In camp, you meet boys or men, so called, that have absolutely zero (0) respect for women. To them, women are properties, things that are meant for enjoyment, for merriment, for sex and nothing else. As a matter of fact, while I was standing quietly on the parade ground (cos I do that alot, stand quietly, watch and listen) during the second week of camp, I (over)heard two boys wondering to themselves why there were so many ladies and how these ladies  were wasting their time since eventually their place will be by their husbands. I didn't try to stop them from talking or to argue with them because I knew I'd have started an inexhaustible argument that would just go on and on and be stupid. A lot of men, even educated ones still think women are things. This is unfortunate because this is the 21st century and women stopped being things like, ten centuries ago?

The next problem is the problem of corruption. This is unapologetic. While you can't blame these young people for what corruption has done to them, you can't help but wonder what difference it will make when tomorrow comes and these so called leaders of tomorrow actually become leaders. Let me explain what I mean by corruption 1. A queue is never a straight line, it's usually a dome. Times when it's not a dome, it's like a snake with a giant head, you understand? Straight at the back but really large in front to allow people enter, thereby taking advantage of the patient ones standing at the back. They call this 'shunting' 2. All you need to do in order to get a favourable posting after camp is to know someone who is either someone or knows someone. Or better still, be friends with your platoon coordinator (we're all divided into platoons in camp) and it is done. The effect of this is that people who do not know people get to go to the crappiest places, doesn't matter how intellectually gifted they are.

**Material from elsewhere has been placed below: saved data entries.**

PR #4009, opened 2026-07-23
CP-14851: i18n extraction tooling (i18next-cli + ast-grep fallback)

ruijia1in:
## Description

**Ticket: [CP-14851](https://ava-labs.atlassian.net/browse/CP-14851)** (part of epic [CP-14646](https://ava-labs.atlassian.net/browse/CP-14646); discovery [CP-14647](https://ava-labs.atlassian.net/browse/CP-14647))

Establishes the automated **string-extraction tooling** for the i18n sweep, staying inside the i18next/Crowdin ecosystem (parity-safe). Builds on the runtime foundation from CP-14849 (now on `main` via #3999).

**What this adds (tooling-only — no product strings externalized here; that's the later sweep ticket):**

- **`i18next.config.ts`** — [i18next-cli](https://github.com/i18next/i18next-cli) 1.66.2 config aligned to the runtime (`app/i18n/index.ts`): single `translation` namespace, flat natural-English keys, `keySeparator`/`nsSeparator: false`. `extract` scans `app/**` and maintains the EN catalog; `types` generates TS definitions. `removeUnusedKeys: false` so the manually-seeded catalog isn't wiped while there are ~zero `t()` consumers yet.
- **npm scripts** — `i18n:extract`, `i18n:types`, `i18n:instrument`, `i18n:check` (CI staleness gate via `extract --ci`).
- **TS type-safety** — generated `app/i18n/@types/resources.d.ts` + a `declare module 'i18next'` augmentation, so `t()` keys are compile-checked (unknown keys are a type error).
- **ast-grep fallback rules** (`sgconfig.yml` + `scripts/i18n/rules/`) — report-only flags for the patterns i18next-cli `instrument` structurally misses: string-valued JSX props (`title`/`label`/`placeholder`/`message`/`description`), `showSnackbar`/`showAlert` args, and `accessibilityLabel`/`accessibilityHint`.
- **Runtime fix** — `returnEmptyString: false` in `app/i18n/index.ts` so not-yet-translated keys (seeded as `""` for Crowdin) fall back to English instead of rendering blank.

**Dependencies introduced:** `i18next-cli` + `@ast-grep/cli` (both **devDependencies**, not shipped in the app bundle). Their install scripts are disabled via Lavamoat `allowScripts: false` (they work without them).

**Validation gate (this ticket's core deliverable):** ran `instrument` on pilot areas `receive` + `notifications` (throwaway, reverted) → **59.3% hit-rate, 45.8% false-positive rate**, plus behavior-breaking string corruption and foundation-duplicating scaffolding. **Decision: fall back to ast-grep/ts-morph for the wrap; retain i18next-cli for `extract` + types** (identical JSON output → Crowdin parity holds). Full report in the ticket comment + design doc.

## Screenshots/Videos

N/A — tooling-only change with no UI/runtime surface (the only runtime touch is the `returnEmptyString` fallback config, which has no visible effect until the sweep adds translatable keys).

## Testing

**Dev Testing** — tooling-only, so no in-app QA. Verify from a clean checkout of this branch (monorepo root unless noted):

```bash
# 1. Install + setup must succeed (Lavamoat allow-scripts policy for the new devDeps)
yarn install && yarn setup
#    -> no "@lavamoat/allow-scripts has detected dependencies without configuration"

# 2. Lockfile consistent
yarn install --immutable            # -> no YN0028

# 3. Extraction is non-destructive (seed keys preserved)
yarn core i18n:extract
node -e "const j=require('./packages/core-mobile/app/i18n/locales/en-US/translation.json'); console.log(Object.keys(j).length, ['Settings','Send','Receive','Account'].every(k=>k in j))"
#    -> 4 true

# 4. Types generate + compile; key typing enforced (t('Settings') ok, t('nope') is a compile error)
yarn core i18n:types && yarn core tsc

# 5. CI staleness gate: exits 0 when current; add a t('New') call and re-run -> non-zero
yarn core i18n:check

# 6. ast-grep rules flag missed patterns, report-only (no file edits)
cd packages/core-mobile && ./node_modules/.bin/ast-grep scan -c sgconfig.yml app/new/features/notifications

# 7. i18n unit tests still pass (returnEmptyString change)
yarn core test app/i18n
```

Jira ticket moved to Testing.

## Build Numbers

- iOS: 9403
- Android: 9404
- Pipeline: https://app.bitrise.io/app/7d7ca5af7066e290/pipelines/c9c34e44-f7ad-4e57-bb55-e28a227e9a68

## Checklist

- [ ] I have included screenshots / videos of android and ios (N/A — no UI)
- [x] I have added/updated necessary unit tests (i18n foundation tests pass with the runtime change)
- [x] I have updated the documentation (design doc + report in Obsidian; Jira comment)

[CP-14851]: https://ava-labs.atlassian.net/browse/CP-14851?atlOrigin=eyJpIjoiNWRkNTljNzYxNjVmNDY3MDlhMDU5Y2ZhYzA5YTRkZjUiLCJwIjoiZ2l0aHViLWNvbS1KU1cifQ
[CP-14646]: https://ava-labs.atlassian.net/browse/CP-14646?atlOrigin=eyJpIjoiNWRkNTljNzYxNjVmNDY3MDlhMDU5Y2ZhYzA5YTRkZjUiLCJwIjoiZ2l0aHViLWNvbS1KU1cifQ
[CP-14647]: https://ava-labs.atlassian.net/browse/CP-14647?atlOrigin=eyJpIjoiNWRkNTljNzYxNjVmNDY3MDlhMDU5Y2ZhYzA5YTRkZjUiLCJwIjoiZ2l0aHViLWNvbS1KU1cifQ


packages/core-mobile/package.json
```diff
@@ -328,6 +333,7 @@
     "detox": "20.41.1",
     "eslint": "8.50.0",
     "eslint-plugin-avalabs-mobile": "workspace:*",
+    "i18next-cli": "^1.66.2",
```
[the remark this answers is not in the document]
ruijia1in: Investigated with `yarn why react`: the only source of `react@19.2.8` (via `^19.2.7`) is `i18next-cli` → `ink` (its terminal-UI renderer). `i18next-cli` is a **devDependency**, used only at build/CLI time — app code never imports it, so Metro never bundles it and this React never reaches the RN runtime. (`react@18.3.1` via `^18.2.0` already existed pre-PR, confirming a lockfile with multiple reacts is a pre-existing dev-only artifact, not a runtime condition.) Forcing a `resolutions` to collapse `^19.2.7`→19.2.3 would risk breaking ink for zero runtime benefit, so leaving as-is — no duplicate-React-in-bundle risk here.

packages/core-mobile/package.json
```diff
@@ -24,7 +24,11 @@
     "devicefarm:run": "./scripts/devicefarm/run-devicefarm.sh",
     "appium:smoke": "IS_SMOKE=true wdio run ./e2e-appium/wdio.conf.ts --mochaOpts.grep='\\[(s|S)moke\\]'",
     "appium:smokeIos": "IS_SMOKE=true PLATFORM=ios wdio run ./e2e-appium/wdio.conf.ts --mochaOpts.grep='\\[(s|S)moke\\]'",
-    "appium:smokeAndroid": "IS_SMOKE=true PLATFORM=android wdio run ./e2e-appium/wdio.conf.ts --mochaOpts.grep='\\[(s|S)moke\\]'"
+    "appium:smokeAndroid": "IS_SMOKE=true PLATFORM=android wdio run ./e2e-appium/wdio.conf.ts --mochaOpts.grep='\\[(s|S)moke\\]'",
+    "i18n:extract": "i18next-cli extract",
+    "i18n:types": "i18next-cli types",
+    "i18n:instrument": "i18next-cli instrument",
```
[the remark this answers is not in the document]
ruijia1in: Good catch — changed `i18n:instrument` to `i18next-cli instrument --dry-run` so a bare `yarn i18n:instrument` only previews. Since ast-grep is the chosen (report-only) fallback and instrument is just an optional accelerator, actually mutating source is now an explicit, deliberate step (invoke the binary without `--dry-run`). Fixed in 1ddf1d418.

packages/core-mobile/app/i18n/index.ts
```diff
@@ -86,6 +86,11 @@ export const initI18n = (): Promise<unknown> => {
     partialBundledLanguages: true,
     interpolation: { escapeValue: false },
     returnNull: false,
+    // Treat an empty-string value as missing so it falls back to `fallbackLng`
+    // (English) instead of rendering blank. The extraction pipeline seeds
+    // not-yet-translated keys as "" in non-EN catalogs (for Crowdin to fill),
+    // so without this an untranslated key would show empty in other languages.
+    returnEmptyString: false,
```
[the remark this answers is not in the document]
ruijia1in: Added a unit test in `app/i18n/index.test.ts` that seeds an empty-string value for an existing key in a non-EN catalog (es-ES) with the EN source present, and asserts `t()` returns the English value — proving the `returnEmptyString:false` fallback. Fixed in 1ddf1d418.

B0Y3R-AVA (commented):
Adversarial review (two independent passes, findings verified against i18next-cli v1.66.2 source, this branch, and the yarn.lock diff). No blockers for a tooling-only PR — overall this is in good shape and the config comments match upstream behavior (`defaultValue` arg order, `extract --ci`, `instrument --dry-run`, sorted/idempotent extraction all check out). Four substantive comments inline (`.ts` files invisible to the snackbar rule, missing `nsSeparator` in the type augmentation, `types.output` collision quirk, CI gate coverage/wiring), plus a couple of minor notes.

**Minor (no inline anchor):**
- The `i18n-jsx-string-prop` rule will flag non-user-facing `title`/`label`/`message`/`description` strings too (analytics payloads, dev-only props) — acceptable noise for report-only, just calibrating expectations for the sweep.
- Verified `@swc/core` genuinely arrives via `i18next-cli` / `i18next-resources-for-ts` in the lockfile (real new transitive dep, and it does ship a postinstall), so an allowScripts entry is needed — see inline note on the path naming.

packages/core-mobile/scripts/i18n/rules/snackbar-alert-args.yml
```diff
@@ -0,0 +1,14 @@
+id: i18n-snackbar-alert-arg
+language: tsx
```
B0Y3R-AVA, line 5: **Important:** `language: tsx` means ast-grep only scans `.tsx` files — but `showSnackbar`/`showAlert` calls routinely live in plain `.ts` hooks/utils (e.g. `app/new/features/stake/hooks/useStakeBalanceGuard.ts:54`, `app/contexts/DeeplinkContext/utils/handleDeeplink.ts:189`). Those are silently invisible to the sweep report. The two JSX rules are fine as `tsx`-only (JSX attrs can only exist in `.tsx`), but this rule needs a `language: typescript` twin (or a `languageGlobs` override in `sgconfig.yml`).

Two smaller notes while here: (1) the un-anchored `regex: (showSnackbar|showAlert)$` is what lets member calls like `Alert.showAlert(...)` match (node-text suffix) — worth a comment saying that's deliberate, since it also means a hypothetical `fooshowAlert()` would match; (2) `kind: string` doesn't match template literals (`template_string` in tree-sitter), so interpolated copy like `app/new/features/onboarding/hooks/useRegisterAndAuthenticateFido.ts:73` falls through here *and* through i18next-cli `instrument` — worth a line in the rule `message` or docs so the sweep doesn't treat the report as exhaustive.

packages/core-mobile/app/i18n/@types/i18next.d.ts
```diff
@@ -0,0 +1,14 @@
...
+
+// Bind the generated catalog to i18next so t() keys are type-checked against
+// the EN source. Single `translation` namespace (see app/i18n/index.ts).
+// `resources.d.ts` default-exports the `Resources` interface (a type), so it
+// is imported and used directly rather than via `typeof`.
+declare module 'i18next' {
+  interface CustomTypeOptions {
+    defaultNS: 'translation'
+    resources: Resources
+    keySeparator: false
```
B0Y3R-AVA, line 15: **Important:** this augmentation is missing `nsSeparator: false`. The runtime init sets both `keySeparator: false` and `nsSeparator: false` (`app/i18n/index.ts`), but i18next's `TypeOptions` defaults `nsSeparator` to `':'` — so any future natural-English key containing a colon (plenty of real copy does, e.g. `app/new/routes/signup.tsx:123`, `WalletConnectScanScreen.tsx:87`) will be type-parsed as `namespace:key` while the runtime resolves it as a flat literal key. One-line fix:

```ts
    keySeparator: false,
    nsSeparator: false
```

packages/core-mobile/i18next.config.ts
```diff
@@ -0,0 +1,47 @@
...
+    // Note: i18next-cli 1.66.x calls defaultValue as
+    // (key, namespace, language, value) — the language is the 3rd arg.
+    defaultValue: (key: string, _namespace: string, language: string) =>
+      language === 'en-US' ? key : ''
+  },
+  types: {
+    // Generate types from the EN source of truth (the flat `translation`
+    // namespace written by `extract`).
+    input: ['app/i18n/locales/en-US/translation.json'],
+    output: 'app/i18n/@types/resources.d.ts'
```
B0Y3R-AVA: **Important (fragile config):** in i18next-cli 1.66.2, `types.output` is the *augmentation* file (`i18next.d.ts`) and the Resources interface goes to `types.resourcesFile`, which defaults to `dirname(output)/resources.d.ts` (`src/types-generator.ts:126-127`). Pointing `output` at `resources.d.ts` makes `output === resourcesFile` — it only works because the generator writes the resources file first and then skips the main output when the path already exists (`types-generator.ts:207-219`). That's a write-order coincidence, not a contract; an upstream reorder would clobber `resources.d.ts` with an augmentation.

Idiomatic fix that keeps everything else working:

```ts
  types: {
    input: ['app/i18n/locales/en-US/translation.json'],
    output: 'app/i18n/@types/i18next.d.ts' // existing hand-written file is preserved (generator skips existing outputs)
    // resourcesFile defaults to app/i18n/@types/resources.d.ts
  }
```

packages/core-mobile/package.json
```diff
@@ -24,7 +24,11 @@
     "devicefarm:run": "./scripts/devicefarm/run-devicefarm.sh",
     "appium:smoke": "IS_SMOKE=true wdio run ./e2e-appium/wdio.conf.ts --mochaOpts.grep='\\[(s|S)moke\\]'",
     "appium:smokeIos": "IS_SMOKE=true PLATFORM=ios wdio run ./e2e-appium/wdio.conf.ts --mochaOpts.grep='\\[(s|S)moke\\]'",
-    "appium:smokeAndroid": "IS_SMOKE=true PLATFORM=android wdio run ./e2e-appium/wdio.conf.ts --mochaOpts.grep='\\[(s|S)moke\\]'"
+    "appium:smokeAndroid": "IS_SMOKE=true PLATFORM=android wdio run ./e2e-appium/wdio.conf.ts --mochaOpts.grep='\\[(s|S)moke\\]'",
+    "i18n:extract": "i18next-cli extract",
+    "i18n:types": "i18next-cli types",
+    "i18n:instrument": "i18next-cli instrument --dry-run",
+    "i18n:check": "i18next-cli extract --ci"
```
B0Y3R-AVA: **Important:** two gaps in the staleness gate as shipped:

1. Nothing runs it — no `bitrise.yml`/workflow change in this PR, so `i18n:check` is a script without a CI hook. If wiring lands in a later ticket, worth saying which one.
2. It doesn't cover types: `extract --ci` won't catch a stale `app/i18n/@types/resources.d.ts` (and with `removeUnusedKeys: false` it also won't fail on deleted/renamed keys, by design). `types --ci` exists in 1.66.2 — suggest:

```json
"i18n:check": "i18next-cli extract --ci && i18next-cli types --ci"
```

packages/core-mobile/package.json
```diff
@@ -399,7 +405,9 @@
       "@avalabs/crypto-nitro>react-native-nitro-modules": true,
       "@avalabs/bridge-unified>@lombard.finance/sdk>@lombard.finance/sdk-common>vite>esbuild": false,
       "@shopify/react-native-skia": false,
-      "@avalabs/k2-alpine>@shopify/react-native-skia": false
+      "@avalabs/k2-alpine>@shopify/react-native-skia": false,
+      "@ast-grep/cli": false,
+      "ts-node>@swc/core": false
```
B0Y3R-AVA, line 410: **Minor:** the new `@swc/core` in the lockfile actually arrives via `i18next-cli` and `i18next-resources-for-ts` (both declare it as a direct dep); `ts-node` only optional-peers it. If `ts-node>@swc/core` is the canonical path `yarn allow-scripts auto` emitted post-hoisting, fine (CI install passing suggests it is) — just confirming this wasn't hand-copied from another repo, since a wrong path here would resurface as an install warning later.

packages/core-mobile/app/i18n/index.test.ts
```diff
@@ -31,4 +31,17 @@ describe('initI18n', () => {
...
+    mockGetString.mockReturnValue('es-ES')
+    await initI18n()
+    // The extraction pipeline seeds not-yet-translated keys as "" in non-EN
+    // catalogs (for Crowdin to fill), with the EN source of truth present.
+    // Simulate that for an existing key: EN has the value, es-ES is empty.
+    i18n.addResource('en-US', 'translation', 'Send', 'Send')
+    i18n.addResource('es-ES', 'translation', 'Send', '')
+    // returnEmptyString:false → the empty es-ES value is treated as missing and
+    // falls back to en-US ('Send') instead of rendering blank.
+    expect(i18n.t('Send')).toBe('Send')
```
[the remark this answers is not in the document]
ruijia1in: Good catch — the key and en-US value were both `Send`, so the assertion couldn't distinguish a real fallback from t() echoing the key. Changed the en-US value to a sentinel (`__EN_FALLBACK__`) and assert on that, so it now explicitly proves the fallback returns the en-US *value*. Fixed in fa6ce2e1d.

packages/core-mobile/i18next.config.ts
```diff
@@ -0,0 +1,47 @@
...
+    // referenced in source) instead of pruning them. i18next-cli defaults
+    // removeUnusedKeys to true, which would wipe the seed catalog while
+    // there are ~zero t()/<Trans> consumers yet.
+    removeUnusedKeys: false,
+    // Natural-English keys: the key IS the English string. EN source gets
+    // key===value; every other locale stays empty for Crowdin to fill.
+    // Note: i18next-cli 1.66.x calls defaultValue as
+    // (key, namespace, language, value) — the language is the 3rd arg.
+    defaultValue: (key: string, _namespace: string, language: string) =>
+      language === 'en-US' ? key : ''
```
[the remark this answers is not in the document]
ruijia1in: Agreed — reworded to: a NEW key is written key===value in EN and `""` in every other locale (Crowdin placeholder), while existing non-EN translations are preserved (removeUnusedKeys:false). Fixed in fa6ce2e1d.

packages/core-mobile/scripts/i18n/rules/snackbar-alert-args.yml
ruijia1in: All three addressed (fa6ce2e1d). Confirmed the gap is real — 30 non-`.tsx` files call showSnackbar/showAlert (incl. the two you cited). Added a `language: typescript` twin `snackbar-alert-args-ts.yml` (verified it now flags `useStakeBalanceGuard.ts:54`). Also added rule comments: (1) the un-anchored `(showSnackbar|showAlert)$` is deliberate to catch member calls like `Alert.showAlert(...)`, with the `fooShowAlert` trade-off noted; (2) `kind: string` doesn't match `template_string`, so interpolated copy falls through here and through instrument — now called out in each rule's `message` so the report isn't treated as exhaustive. (The two JSX rules stay tsx-only, correct.)

packages/core-mobile/app/i18n/@types/i18next.d.ts
ruijia1in: Fixed (fa6ce2e1d) — added `nsSeparator: false` to the augmentation so a natural-English key containing `:` isn't type-parsed as `namespace:key` while the runtime resolves it flat. Mirrors app/i18n/index.ts. Thanks.

packages/core-mobile/i18next.config.ts
ruijia1in: Verified against the installed 1.66.2 (`types-generator` cjs: resourcesFile defaults to `dirname(output)/resources.d.ts`; always writes resourcesFile, then skips `output` only when it already exists) — you're right, our `output===resourcesFile` was a write-order coincidence. Applied your idiomatic fix (fa6ce2e1d): `output: app/i18n/@types/i18next.d.ts` + explicit `resourcesFile: app/i18n/@types/resources.d.ts`. Ran `yarn i18n:types`: the hand-written i18next.d.ts (with defaultNS + keySeparator/nsSeparator) is preserved via the skip-existing path, resources.d.ts is regenerated, and `i18n:check` is green.

packages/core-mobile/package.json
ruijia1in: (2) Fixed (fa6ce2e1d): `i18n:check` is now `i18next-cli extract --ci && i18next-cli types --ci` (confirmed `types --ci` exists in 1.66.2), so a stale resources.d.ts also fails. (1) Correct that nothing runs it yet — intentionally no bitrise.yml/workflow change in this tooling PR; the CI hook belongs with the Crowdin bidirectional-sync ticket (CP-14853), where push/pull GH Actions land and a staleness gate has real strings to guard. Noted there.

packages/core-mobile/package.json
ruijia1in: Confirmed not hand-copied: the `ts-node>@swc/core` path is exactly what Lavamoat's `allow-scripts` emitted in its "packages missing configuration" output (alongside `@ast-grep/cli`) — I pasted those verbatim. `yarn install && yarn setup` + CI install both pass with it, so the hoisted path resolves. Agree @swc/core also arrives via i18next-cli directly; Lavamoat just canonicalizes to one post-hoist path, and this is the one it chose.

And the ones that are connected, no matter how dumb they are or how they do not know what a noun is, get posted to the best places. 3. If you're influential, you can skip camp altogether or come to camp whenever the hell you like or just for the heck of it, you can stay in camp and live in a flat with decent plumbing and a decent living room and have an Army man at your beckon while everyone else stay in hostels with forty other everyone elses and sleep on 2 inch mattresses and use crap 4 inch * 4 inch toilets with 120 other everyone elses and get ordered around by the army man at your beckon. Need I say more? See the inequality? And how deep the rot runs?

Finally, maybe the gravest, you get to see young people who ceaselessly waste their lives on frivolities: drugs. I have major issues with drug addicts and that's why I consider this the gravest of all. An addict is a man or a woman who is dying and dying faster than s/he can ever imagine. The degree of drug use is way louder than alarming and it's a monster problem that needs to be extinguished one way or another. The trouble with drugs is it gets more difficult to stop the longer it goes on, so let's hope a word will be enough for the wise(literally): STOP!